Further, the invention may be practiced on non-bladed drill bits, the term
"blade" as used herein intended as exemplary and not limiting, the
invention having applicability to any drilling-related structure employing
a junk slot or other channel for passage of fluid therethrough defined by
radially-extending body segments. As noted, recirculation channels may be
internal to the bit, as may the primary channels or internal "junk slots"

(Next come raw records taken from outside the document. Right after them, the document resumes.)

PR #442, opened 2018-08-27
Document blocks list view

xbill82:
~depends on #441~

## What does this PR do ?
This PR introduces the document boxes view in the Document List. 

* Open the content of a non-empty collection in the Data section
* Click on the "Blocks" icon on the right of the quick search filter
* You should see the documents in form of blocks


src/components/Data/Documents/DocumentBoxItem.vue
```diff
@@ -0,0 +1,115 @@
...
+            <a
+              v-bind:class="{'disabled': !canDelete}"
+              @click="deleteDocument"
+              >
+              Delete
+            </a>
+          </li>
+        </dropdown>
+      </div>
+      <p v-for="(value, key) in documentContent" :key="value"><strong>{{key}}</strong>: {{value}}</p>
```
Aschen: The `key` used is the document content, maybe you can use the document id instead ? It's cause an error that prevent the component to render: `Avoid using non-primitive value as key, use string/number value instead.`

src/components/Data/Documents/Page.vue
```diff
@@ -99,11 +99,32 @@
             </div>
           </div>
 
-          <div class="DocumentList-boxes col s12" v-show="currentFilter.listViewType === 'boxes'">
-            <i class="fa fa-th fa-5x"></i>
-            <h2>Boxes List view</h2>
-            <p>This feature is not yet implemented.</p>
-            <p>Hold on, we'll ship it soon!</p>
+          <div class="col s12" v-show="listViewType === 'boxes'">
```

in bits according to U.S. Pat. No. 5,199,511 to Tibbitts, assigned to the
assignee of the present invention. Moreover, although this invention has
been described with respect to steel and matrix-type bits, those skilled
in the art will appreciate this invention's applicability to drill bits
manufactured from other suitable materials and by processes other than
those disclosed herein, including layered manufacturing processes such as
are disclosed in U.S. Pat. No. 5,433,280 to Smith and assigned to the
assignee of the present invention. It will also be appreciated by one of
ordinary skill in the art that one or more features of any of the
illustrated embodiments may be combined with one or more features from
another to form yet another combination within the scope of the invention
as described and claimed herein. Thus, while certain representative
embodiments and details have been shown for purposes of illustrating the
invention, it will be apparent to those skilled in the art that various
changes in the invention disclosed herein may be made without departing
from the scope of the invention, which is defined in the appended claims.